→ PROMPT
Would you please retype, exactly, the lines of the listing below between the line with "PR #1878, opened 2017-09-08" and the line with "Started some minimal", inclusive?

→ EXTRACTED INFORMATION
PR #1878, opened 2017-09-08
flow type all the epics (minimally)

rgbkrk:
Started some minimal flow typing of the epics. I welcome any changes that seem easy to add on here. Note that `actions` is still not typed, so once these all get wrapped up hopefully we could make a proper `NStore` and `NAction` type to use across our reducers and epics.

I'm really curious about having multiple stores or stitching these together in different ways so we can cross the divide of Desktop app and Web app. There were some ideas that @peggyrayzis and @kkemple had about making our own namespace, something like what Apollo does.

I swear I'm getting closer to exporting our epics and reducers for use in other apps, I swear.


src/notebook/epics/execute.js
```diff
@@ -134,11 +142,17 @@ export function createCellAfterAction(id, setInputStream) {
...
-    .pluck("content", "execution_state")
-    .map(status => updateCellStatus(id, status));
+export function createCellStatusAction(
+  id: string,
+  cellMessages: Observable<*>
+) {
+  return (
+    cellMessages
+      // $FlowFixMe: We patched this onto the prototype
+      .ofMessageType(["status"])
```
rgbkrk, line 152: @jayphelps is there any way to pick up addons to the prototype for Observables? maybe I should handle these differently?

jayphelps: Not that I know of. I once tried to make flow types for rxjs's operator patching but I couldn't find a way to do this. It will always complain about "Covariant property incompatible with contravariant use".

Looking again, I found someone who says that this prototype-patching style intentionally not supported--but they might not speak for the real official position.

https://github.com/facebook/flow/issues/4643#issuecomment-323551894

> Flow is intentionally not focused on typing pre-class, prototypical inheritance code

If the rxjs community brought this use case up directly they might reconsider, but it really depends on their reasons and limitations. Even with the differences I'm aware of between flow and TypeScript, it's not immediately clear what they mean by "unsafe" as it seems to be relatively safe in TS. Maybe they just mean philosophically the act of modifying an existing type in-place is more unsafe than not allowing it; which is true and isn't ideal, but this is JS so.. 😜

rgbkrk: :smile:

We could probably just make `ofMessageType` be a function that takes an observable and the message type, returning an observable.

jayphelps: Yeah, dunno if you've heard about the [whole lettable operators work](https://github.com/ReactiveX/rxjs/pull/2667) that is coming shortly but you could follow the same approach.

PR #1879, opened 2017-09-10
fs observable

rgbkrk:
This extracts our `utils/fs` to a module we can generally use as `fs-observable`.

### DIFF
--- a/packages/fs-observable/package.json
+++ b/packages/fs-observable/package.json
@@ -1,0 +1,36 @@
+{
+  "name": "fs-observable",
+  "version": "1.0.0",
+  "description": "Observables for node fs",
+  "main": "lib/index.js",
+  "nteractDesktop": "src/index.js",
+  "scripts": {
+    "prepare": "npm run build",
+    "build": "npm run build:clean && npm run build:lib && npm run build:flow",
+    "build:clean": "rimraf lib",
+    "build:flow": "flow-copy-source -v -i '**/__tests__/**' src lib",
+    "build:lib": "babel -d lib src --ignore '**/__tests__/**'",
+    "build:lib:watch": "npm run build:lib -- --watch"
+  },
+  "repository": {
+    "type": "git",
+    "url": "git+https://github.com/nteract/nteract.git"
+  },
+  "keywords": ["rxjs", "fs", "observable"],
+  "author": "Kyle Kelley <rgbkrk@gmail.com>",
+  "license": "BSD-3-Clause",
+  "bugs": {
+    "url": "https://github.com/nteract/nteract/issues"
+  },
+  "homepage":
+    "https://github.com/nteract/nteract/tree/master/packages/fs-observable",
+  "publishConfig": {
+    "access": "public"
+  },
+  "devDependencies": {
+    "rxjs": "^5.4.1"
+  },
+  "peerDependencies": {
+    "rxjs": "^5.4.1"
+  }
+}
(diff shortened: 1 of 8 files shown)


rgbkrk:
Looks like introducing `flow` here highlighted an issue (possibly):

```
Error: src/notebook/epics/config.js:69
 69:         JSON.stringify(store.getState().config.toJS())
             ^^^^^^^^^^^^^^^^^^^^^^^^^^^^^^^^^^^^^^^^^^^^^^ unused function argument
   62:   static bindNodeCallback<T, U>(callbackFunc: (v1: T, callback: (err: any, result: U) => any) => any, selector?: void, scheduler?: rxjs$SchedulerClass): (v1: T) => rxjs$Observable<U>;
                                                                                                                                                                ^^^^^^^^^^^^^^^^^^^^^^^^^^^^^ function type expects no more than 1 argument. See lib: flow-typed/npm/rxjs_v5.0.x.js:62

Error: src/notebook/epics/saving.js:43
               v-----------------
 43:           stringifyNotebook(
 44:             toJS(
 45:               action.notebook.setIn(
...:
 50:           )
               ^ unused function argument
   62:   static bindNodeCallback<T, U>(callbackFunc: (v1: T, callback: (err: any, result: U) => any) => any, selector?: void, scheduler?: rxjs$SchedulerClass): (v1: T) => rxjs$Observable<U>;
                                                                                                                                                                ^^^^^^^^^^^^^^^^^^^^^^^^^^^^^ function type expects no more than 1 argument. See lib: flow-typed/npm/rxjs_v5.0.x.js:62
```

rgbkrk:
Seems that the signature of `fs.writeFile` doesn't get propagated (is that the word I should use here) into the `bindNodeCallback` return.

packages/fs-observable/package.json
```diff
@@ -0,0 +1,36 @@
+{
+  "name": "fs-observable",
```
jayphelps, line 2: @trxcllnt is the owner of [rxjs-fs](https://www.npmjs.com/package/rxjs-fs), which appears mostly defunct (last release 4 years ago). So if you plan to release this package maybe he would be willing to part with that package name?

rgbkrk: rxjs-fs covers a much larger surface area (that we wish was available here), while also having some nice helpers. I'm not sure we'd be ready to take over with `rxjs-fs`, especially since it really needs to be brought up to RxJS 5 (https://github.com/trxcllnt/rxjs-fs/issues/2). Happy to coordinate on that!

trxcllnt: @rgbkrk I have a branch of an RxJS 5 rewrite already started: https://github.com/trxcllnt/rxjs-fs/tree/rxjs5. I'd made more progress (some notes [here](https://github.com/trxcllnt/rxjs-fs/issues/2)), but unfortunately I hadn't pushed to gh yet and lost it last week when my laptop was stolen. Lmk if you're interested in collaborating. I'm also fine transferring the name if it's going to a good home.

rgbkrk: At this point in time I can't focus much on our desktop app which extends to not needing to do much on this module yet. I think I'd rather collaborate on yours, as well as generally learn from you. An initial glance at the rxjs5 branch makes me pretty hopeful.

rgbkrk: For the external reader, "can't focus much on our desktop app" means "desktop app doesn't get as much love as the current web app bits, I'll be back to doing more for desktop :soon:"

==

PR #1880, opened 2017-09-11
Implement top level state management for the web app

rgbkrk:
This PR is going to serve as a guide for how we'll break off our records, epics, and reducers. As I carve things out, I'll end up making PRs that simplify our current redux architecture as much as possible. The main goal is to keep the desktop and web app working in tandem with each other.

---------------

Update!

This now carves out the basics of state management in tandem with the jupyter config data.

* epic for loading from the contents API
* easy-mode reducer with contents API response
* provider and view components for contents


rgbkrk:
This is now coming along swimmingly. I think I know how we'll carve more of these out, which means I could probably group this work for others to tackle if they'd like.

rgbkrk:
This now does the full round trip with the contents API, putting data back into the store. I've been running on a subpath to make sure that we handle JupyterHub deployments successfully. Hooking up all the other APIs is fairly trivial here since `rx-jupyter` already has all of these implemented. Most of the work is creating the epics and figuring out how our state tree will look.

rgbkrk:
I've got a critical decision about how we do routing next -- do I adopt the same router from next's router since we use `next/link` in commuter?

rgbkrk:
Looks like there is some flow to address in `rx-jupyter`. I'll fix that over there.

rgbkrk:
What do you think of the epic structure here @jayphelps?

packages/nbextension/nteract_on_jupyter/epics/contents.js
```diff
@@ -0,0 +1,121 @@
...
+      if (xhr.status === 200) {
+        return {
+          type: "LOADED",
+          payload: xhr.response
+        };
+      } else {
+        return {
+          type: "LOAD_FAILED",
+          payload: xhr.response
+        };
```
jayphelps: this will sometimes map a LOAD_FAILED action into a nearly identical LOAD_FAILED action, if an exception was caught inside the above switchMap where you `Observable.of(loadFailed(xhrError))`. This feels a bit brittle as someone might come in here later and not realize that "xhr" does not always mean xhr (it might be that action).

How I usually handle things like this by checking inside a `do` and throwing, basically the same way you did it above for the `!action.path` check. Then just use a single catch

→ EXERCISE SOLUTION
PR #1878, opened 2017-09-08
flow type all the epics (minimally)

rgbkrk:
Started some minimal flow typing of the epics. I welcome any changes that seem easy to add on here. Note that `actions` is still not typed, so once these all get wrapped up hopefully we could make a proper `NStore` and `NAction` type to use across our reducers and epics.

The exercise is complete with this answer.